Our past Technical Chair, interviewed Navdeep Gill about his thoughts on various Machine Learning techniques, debugging models and visualizing big dimensional data.
What is the challenge in debugging a machine learning model?
NG) Currently, traditional software programming uses Boolean-based logic that can be tested to confirm that the software does what it was designed to do, using tools and methodologies established over the last few decades. In contrast, machine learning is essentially a black box programming method in which computers program themselves with data, producing probabilistic logic that diverges from the true-and-false tests used to verify systems programmed with traditional Boolean logic methods. The challenge here is that the methodology for scaling machine learning verification up to a whole industry is still in progress. We have some clues for how to make it work, but we don’t have the decades of experience that we have in developing and verifying “regular” software.
Instead of traditional test suite assertions that respond with true, false or equal, machine learning test assertions need to respond with assessments. For example, the results of today’s experiment had an AUC of .95 and is consistent with tests run yesterday. Another challenge is that machine learning systems trained on data produced by humans with inherent human biases will duplicate those biases in their models. A method of measuring what these systems do compared to what they were designed to do is needed in order to identify and remove bias.
Furthermore, traditional software is modular, lending to isolation of the input and outputs of each module to identify which one has the bug. However, in machine learning the system has been programmed with data. Any bug will be replicated throughout the system. Changing one thing changes everything. There are techniques for understanding that there is an error, and there are methods for retraining machine learning systems. However, there is no way to fix a single isolated problem, which is another huge challenge in itself.
To paraphrase, a better set of tools is needed. The entire tool set needs to be updated to move forward. People in industry, including at H2O.ai, are working on this exact problem to ensure the models that are built in production are as accurate as possible and produce results that are aligned with the real world.
What are the limitations of explaining a model with histograms, scatterplots?
NG) The limitations come in the dimensionality of datasets and the dimensionality built out in model building. Most machine learning models express interesting interactions among features in an n-dimensional space. Visualizing the effect of one or two variables on an outcome is simple. However, once you go into more than two dimensions we reach a problem with interpretability and approach the infamous curse of dimensionality. For example, tree models and deep learning involve a tremendous amount of interactions between features, and these interactions only become more complex as the feature space increases. This can pose a huge hurdle in terms of scaling these out to traditional visualizations, and thus increase the difficulty of explaining a machine learning model using traditional visualization methodology.
Is tensorboard a step forward in visual debugging of a model?
NG) Yes, I believe so. Tensorboard allows you to visualize the graph itself, which is quite helpful for most users of TensorFlow. When building and debugging new models, it is easy to get lost in the weeds. For me, holding a mental context for a new framework and model I’m building to solve a hard problem is already pretty taxing, so it can be really helpful to inspect a totally different representation of a model; the TensorBoard graph visualization is great for this.

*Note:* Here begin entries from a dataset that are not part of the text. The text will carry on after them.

PR #1009, opened 2022-01-05
Use serial integer instead of random

durch:
Remove random, it might introduce additional problems, so treat it as a clutch until we verify it works in QAnet


contracts/vesting/src/vesting/account/mod.rs
```diff
@@ -20,17 +18,10 @@ const BALANCE_SUFFIX: &str = "ba";
...
-        let balance_key = format!("{}{}", key, BALANCE_SUFFIX);
-        let balance: Item<Uint128> = Item::new(&balance_key);
-        if balance.may_load(storage)?.is_none() {
-            return Ok(key);
-        }
-    }
+fn generate_storage_key(storage: &mut dyn Storage) -> Result<String, ContractError> {
+    let key = KEY.may_load(storage)?.unwrap_or(0) + 1;
+    KEY.save(storage, &key)?;
+    Ok(key.to_string())
```
neacsu: I get this is a temporary workaround, but why is the key saved now and previously was only checked for existence?

neacsu (commented):
Perhaps a tracking issue should be created for the proper fix?

neacsu (approved):

contracts/vesting/src/vesting/account/mod.rs
durch: It was checked, as it was random, so the check was supposed to check for collisions, since we're only ever incrementing this it should never collide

What is the next step for visualizing machine learning?
NG) The next step involves building visualizations that can be used to educate, propose business value and be used in an interactive manner for all machine learning purposes. A great example of this is R2D3, which is a product by Tony Chu from H2O.ai. This visual tutorial walks you through a machine learning use case explaining each step along the way using insightful visuals that can peak the interest of any person in the field of machine learning. These kind of visualizations can also be built out to show stakeholders business value for almost any business problem that requires machine learning. In addition, they can help a residential Data Scientist get insight into their data/machine learning models with ease.
What is the solution to visualizing big high dimensional data?”
NG) Two possible solutions to this problem are dimensionality reduction and feature selection. Dimensionality reduction involves taking your feature space and projecting it down to a lower dimensional space, which can help visualize huge data sets. Some examples of this are PCA analysis, multidimensional scaling and t-SNE, to name a few.
Feature selection allows you to choose the “best” features from your data, which you can visualize. “Best” could be defined based on you cost function or variable importance. For example, you could visualize the top five features that are the most important to your model, or you can use some type of criterion such as Weight of Evidence or Information Value to choose the “most important” variables. In addition to the previous, one can also conduct visuals such as parallel coordinates, scatter plot matrices, Glyphplot’s, Andrew’s plots or Arc-Diagrams.
Navdeep Gill is a Data Scientist at H2O.ai. He graduated from California State University, East Bay with a M.S. degree in Computational Statistics, B.S. in Statistics and a B.A. in Psychology (minor in Mathematics). During his education he discovered an interest in machine learning, time series analysis, statistical computing, data mining and data visualization.
Prior to H2O.ai Navdeep worked at several startups and Cisco Systems, focusing on data science, software development and marketing research. Before that, he was a consultant at FICO working with small- to mid-size banks in the U.S. and South America focusing on risk management across different bank portfolios (car loans, home mortgages and credit cards).